Whenever "graphics" occurs in a line of the material, list that line.

**TASK INPUTS:**
--- START ---

PR #3231, opened 2015-06-25
Add builder to lights.

realitix:
Allow to create lights more easily.

### DIFF
--- a/gdx/src/com/badlogic/gdx/graphics/g3d/environment/BaseLight.java
+++ b/gdx/src/com/badlogic/gdx/graphics/g3d/environment/BaseLight.java
@@ -21,23 +21,13 @@ import com.badlogic.gdx.graphics.Color;
 public abstract class BaseLight {
 	public final Color color = new Color(0, 0, 0, 1);
 
-	public static class Builder {
-		float r = 1, g = 1, b = 1, a = 1;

--- END ---

**TASK ANSWER:**
--- a/gdx/src/com/badlogic/gdx/graphics/g3d/environment/BaseLight.java
+++ b/gdx/src/com/badlogic/gdx/graphics/g3d/environment/BaseLight.java
@@ -21,23 +21,13 @@ import com.badlogic.gdx.graphics.Color;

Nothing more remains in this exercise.